Why this blog?

"... Have patience with everything unresolved in your heart and try to love the questions themselves ... Do not search for the answers, which could not be given to you now, because you would not be able to live them. The point is to live everything. Live the questions now. Perhaps then, someday far in the future, you will gradually, without even noticing it, live your way into the answer." - Letters to a Young Artist, R. M. Rilke

Rooted in the promise and challenge of growth ...

these are letters from a young teacher.

Thursday, June 17, 2010

Opal Summer Symposium, Day One




"Nurturing Habits of Heart and Mind"

DAY ONE

Whenever I arrive somewhere, I always have to take a moment to walk around and take it all in. That's how I found the following exhibit put up by another Reggio-inspired school (a preschool) from California. It documents an on-going theme of the environment that has become a part of life in that school, in many ways. Documentation is one of the foundations of Reggio Emilia pedagogy, and can take many forms, as this exhibit exemplified.


Documentation: An integral element of the Reggio Emilia approach. Instead of prescribing a curriculum of lessons before school begins, teachers allow curricular themes to emerge from children's play, questions, and observations. As a result, more time can be put into documenting that process, and presenting it for students to see and remember, for parents to hear more of their children's learning, and for the general public to celebrate in the journey of learning.

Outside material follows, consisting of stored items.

PR #2522, opened 2021-08-16
[raft] clean part rocksdb data when raftpart::reset

panda-sheep:
Before a part copy receives the snapshot data, execute `RaftPart::reset.`
`RaftPart::reset` clears all wal files of the current part and deletes the SystemCommit data of the current part. 
The data that has been placed in the disk is not cleared,, which may cause data inconsistency between copies.

for example:
A and B are copies of the same part, A is the leader, and B is the follower. Insert two records into the part.

```
                   A(leader)                     B(follower)
insert(key1)       key1                          key1
insert(key2)       key2                          key2
```

At this time, B has a network isolation.
A deletes key1, and then A performs many other operations. As a result, the wal that deletes key1 has been deleted by Wal TTL.
```
                       A(leader)                  B(follower)
delete(key1)           key1(X)                    key1
                       key2                       key2
                       ......
                       ......
```

At this time, B rejoins the network. 
B needs to pull a snapshot data  from A. 
Because key1 and key2 in B have been placed in the disk, they have not been deleted. 
Finally, after B’s data catches up with A’s data, B’s data has more key1 records than A’s data， resulting in inconsistent data between copies.

### DIFF
--- a/src/common/utils/IndexKeyUtils.cpp
+++ b/src/common/utils/IndexKeyUtils.cpp
@@ -86,9 +86,7 @@ std::string IndexKeyUtils::indexFirstKey(PartitionID partId) {
   int32_t item = (partId << kPartitionOffset) | static_cast<uint32_t>(NebulaKeyType::kIndex);
 
   std::string key;
-  IndexID indexId = 0;
-  key.append(reinterpret_cast<const char*>(&item), sizeof(int32_t))
-      .append(reinterpret_cast<const char*>(&indexId), sizeof(IndexID));
+  key.append(reinterpret_cast<const char*>(&item), sizeof(int32_t)).append(sizeof(IndexID), '\0');
   return key;
 }
 
@@ -97,9 +95,7 @@ std::string IndexKeyUtils::indexLastKey(PartitionID partId) {
   int32_t item = (partId << kPartitionOffset) | static_cast<uint32_t>(NebulaKeyType::kIndex);
 
   std::string key;
-  IndexID indexId = INT32_MAX;
-  key.append(reinterpret_cast<const char*>(&item), sizeof(int32_t))
-      .append(reinterpret_cast<const char*>(&indexId), sizeof(IndexID));
+  key.append(reinterpret_cast<const char*>(&item), sizeof(int32_t)).append(sizeof(IndexID), '\377');
   return key;
 }
 
--- a/src/common/utils/IndexKeyUtils.cpp
+++ b/src/common/utils/IndexKeyUtils.cpp
@@ -82,6 +82,28 @@ std::string IndexKeyUtils::edgeIndexKey(size_t vIdLen,
 }
 
 // static
+std::string IndexKeyUtils::indexFirstKey(PartitionID partId) {
+  int32_t item = (partId << kPartitionOffset) | static_cast<uint32_t>(NebulaKeyType::kIndex);
+
+  std::string key;
+  IndexID indexId = 0;
+  key.append(reinterpret_cast<const char*>(&item), sizeof(int32_t))
+      .append(reinterpret_cast<const char*>(&indexId), sizeof(IndexID));
+  return key;
+}
+
+// static
+std::string IndexKeyUtils::indexLastKey(PartitionID partId) {
+  int32_t item = (partId << kPartitionOffset) | static_cast<uint32_t>(NebulaKeyType::kIndex);
+
+  std::string key;
+  IndexID indexId = INT32_MAX;
+  key.append(reinterpret_cast<const char*>(&item), sizeof(int32_t))
+      .append(reinterpret_cast<const char*>(&indexId), sizeof(IndexID));
+  return key;
+}
+
+// static
 std::string IndexKeyUtils::indexPrefix(PartitionID partId, IndexID indexId) {
   PartitionID item = (partId << kPartitionOffset) | static_cast<uint32_t>(NebulaKeyType::kIndex);
   std::string key;
--- a/src/common/utils/IndexKeyUtils.cpp
+++ b/src/common/utils/IndexKeyUtils.cpp
@@ -82,24 +82,6 @@ std::string IndexKeyUtils::edgeIndexKey(size_t vIdLen,
 }
 
 // static
-std::string IndexKeyUtils::indexFirstKey(PartitionID partId) {
-  int32_t item = (partId << kPartitionOffset) | static_cast<uint32_t>(NebulaKeyType::kIndex);
-
-  std::string key;
-  key.append(reinterpret_cast<const char*>(&item), sizeof(int32_t)).append(sizeof(IndexID), '\0');
-  return key;
-}
-
-// static
-std::string IndexKeyUtils::indexLastKey(PartitionID partId) {
-  int32_t item = (partId << kPartitionOffset) | static_cast<uint32_t>(NebulaKeyType::kIndex);
-
-  std::string key;
-  key.append(reinterpret_cast<const char*>(&item), sizeof(int32_t)).append(sizeof(IndexID), '\377');
-  return key;
-}
-
-// static
 std::string IndexKeyUtils::indexPrefix(PartitionID partId, IndexID indexId) {
   PartitionID item = (partId << kPartitionOffset) | static_cast<uint32_t>(NebulaKeyType::kIndex);
   std::string key;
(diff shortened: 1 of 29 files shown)


src/kvstore/Part.cpp
```diff
@@ -420,11 +421,55 @@ bool Part::preProcessLog(LogID logId, TermID termId, ClusterID clusterId, const
...
+  if (ret != nebula::cpp2::ErrorCode::SUCCEEDED) {
+    LOG(ERROR) << idStr_ << "Remove the part vertex data failed, error "
+               << static_cast<int32_t>(ret);
+    return;
+  }
+  while (vertexIter && vertexIter->valid()) {
+    toDelete.emplace_back(vertexIter->key().str());
+    vertexIter->next();
+  }
+
```
cangfengzhs, line 442: use delete range may be a better way?
https://github.com/facebook/rocksdb/wiki/Delete-A-Range-Of-Keys

panda-sheep: Yeah, `DeleteRange `should be used here. I discussed it with @critical27 offline.

panda-sheep: has used `DeleteRange `

src/kvstore/test/PartTest.cpp
```diff
@@ -9,11 +9,58 @@
...
+#include "common/utils/NebulaKeyUtils.h"
 #include "kvstore/Part.h"
+#include "kvstore/RocksEngine.h"
 
 namespace nebula {
 namespace kvstore {
 
+const int32_t kDefaultVIdLen = 8;
+
+void checkVetexData(RocksEngine* engine, PartitionID partId, int expectNum, bool checkVal = false) {
```
cangfengzhs, line 22: `CheckVetexData` Spelling mistake?

src/common/utils/IndexKeyUtils.cpp
```diff
@@ -81,6 +81,28 @@ std::string IndexKeyUtils::edgeIndexKey(size_t vIdLen,
...
+      .append(reinterpret_cast<const char*>(&indexId), sizeof(IndexID));
+  return key;
+}
+
+// static
+std::string IndexKeyUtils::indexLastKey(PartitionID partId) {
+  int32_t item = (partId << kPartitionOffset) | static_cast<uint32_t>(NebulaKeyType::kIndex);
+
+  std::string key;
+  IndexID indexId = INT32_MAX;
```
cangfengzhs, line 100: Can we guarantee that index_id is always greater than 0? If not, should use 0xffffffff instead of 0x7ffffff

src/kvstore/test/PartTest.cpp
panda-sheep: Bright eyes.

src/kvstore/Part.cpp
```diff
@@ -420,11 +423,38 @@ bool Part::preProcessLog(LogID logId, TermID termId, ClusterID clusterId, const
...
+  auto startiKey = IndexKeyUtils::indexFirstKey(partId_);
+  auto endiKey = IndexKeyUtils::indexLastKey(partId_);
+  ret = engine_->removeRange(std::move(startiKey), std::move(endiKey));
+  if (ret != nebula::cpp2::ErrorCode::SUCCEEDED) {
+    LOG(ERROR) << idStr_ << "Remove the part index data failed, error "
+               << static_cast<int32_t>(ret);
+    return;
+  }
+
```
critical27, line 453: Operation key could be delete as well

src/common/utils/IndexKeyUtils.cpp
panda-sheep: The indexId is logically (0, INT32_MAX), although there is no protection in our code.

Also for the above range, 0x7ffffff is the maximum
Whether it is big-endian storage or little-endian storage, there is no bigger number than this.

In order to avoid ambiguity, the minimum and maximum value is directly stored in characters (‘\0’,'\377')

critical27 (commented):
Consider provide a unify interface
```
firstKey(partId, type, suffix, count of padding \0)
lastKey(partId, type, suffix, count of padding 0xff)
```
They generate the key of `(partId | type, suffix, n * \0)` and `(partId | type, suffix, n * 0xff)`, the `suffix` is the part you intend to delete after `partId | type`

So all these indexFirstKey/vertexFirstKey just call them.

for example, vertexFirstKey would be firstKey(partId, kVertex, "", vIdLen)

Or
```
firstKey(prefix, count of padding \0)
lastKey(prefix, count of padding 0xff)
```

This would be better I think, prefix is the share part you want to delete.

src/common/utils/IndexKeyUtils.cpp
cangfengzhs: 👌🏻I was wrong

panda-sheep:
> Consider provide a unify interface
> 
> ```
> firstKey(partId, type, suffix, count of padding \0)
> lastKey(partId, type, suffix, count of padding 0xff)
> ```
> 
> They generate the key of `(partId | type, suffix, n * \0)` and `(partId | type, suffix, n * 0xff)`, the `suffix` is the part you intend to delete after `partId | type`
> 
> So all these indexFirstKey/vertexFirstKey just call them.
> 
> for example, vertexFirstKey would be firstKey(partId, kVertex, "", vIdLen)
> 
> Or
> 
> ```
> firstKey(prefix, count of padding \0)
> lastKey(prefix, count of padding 0xff)
> ```
> 
> This would be better I think, prefix is the share part you want to delete. When we want to delete all tag of a vertex, just call
> 
> ```
> prefix = vertexPrefix(partId, vId)
> deleteRange(firstKey(prefix, count), lastKey(prefix, count))
> ```

👍
```
firstKey(prefix, count of padding \0)
lastKey(prefix, count of padding 0xff)
```
This way is better.

src/kvstore/Part.cpp
panda-sheep: fixed

cangfengzhs (approved):
LGTM

src/kvstore/Part.cpp
```diff
@@ -420,11 +424,47 @@ bool Part::preProcessLog(LogID logId, TermID termId, ClusterID clusterId, const
...
-  if (res != nebula::cpp2::ErrorCode::SUCCEEDED) {
-    LOG(WARNING) << idStr_ << "Remove the committedLogId failed, error "
-                 << static_cast<int32_t>(res);
+  LOG(INFO) << idStr_ << "Clean rocksdb part data";
+  // Remove the vertex, edge, index, systemCommitKey, operation data under the part
+  const auto& vertexPre = NebulaKeyUtils::vertexPrefix(partId_);
+  auto ret = engine_->removeRange(NebulaKeyUtils::firstKey(vertexPre, vIdLen_),
+                                  NebulaKeyUtils::lastKey(vertexPre, vIdLen_));
+  if (ret != nebula::cpp2::ErrorCode::SUCCEEDED) {
+    LOG(ERROR) << idStr_ << "Remove the part vertex data failed, error "
```
yixinglu, line 433: insert one space between idStr_ and Remove

src/kvstore/Part.cpp
```diff
@@ -420,11 +424,47 @@ bool Part::preProcessLog(LogID logId, TermID termId, ClusterID clusterId, const
...
+  if (ret != nebula::cpp2::ErrorCode::SUCCEEDED) {
+    LOG(ERROR) << idStr_ << "Remove the part edge data failed, error" << static_cast<int32_t>(ret);
+    return;
+  }
+
+  const auto& indexPre = IndexKeyUtils::indexPrefix(partId_);
+  ret = engine_->removeRange(NebulaKeyUtils::firstKey(indexPre, sizeof(IndexID)),
+                             NebulaKeyUtils::lastKey(indexPre, sizeof(IndexID)));
+  if (ret != nebula::cpp2::ErrorCode::SUCCEEDED) {
+    LOG(ERROR) << idStr_ << "Remove the part index data failed, error "
```
yixinglu, line 450: ditto

critical27 (approved):
Good job!

src/kvstore/Part.cpp
critical27: IIRC, idStr_ already has one space suffix.

panda-sheep: There is already a space at the end of `idStr_ `string, so there is no need to insert space.

bright-starry-sky (approved):
Nice job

An interactive felt board of poetry and photos. Part of the documentation shown above.

There were also poems written by the students, art work they had created to publicize their concerns about public littering, and other gems of children's lives that teachers had the privilege to observe and share.

Opal classrooms are similarly full of a variety of kinds of documentation of students' learning. As students get older, they can start to help make their own documentation, such as the family history story books below.


Children are authors, whose works are displayed in various classroom locations.


Sometimes, children's work just speaks for itself, like the following collaborative project:

Part of the culminating 5th grade project: a design for the new Opal playground.

There were several speakers today who spoke of the school as a place of research ... of children as collaborative researcher ... of learning as developing habits of the heart and the mind ... of dialogue as a conversation with a center, not sides (attributed to Meg Wheatley) ... and of teacher language as determinant of students' ability to grow their thoughts. It is humbling to be among these thinkers, these reflective practitioners. But it also feels familiar, comfortable. I feel like I've found my crowd.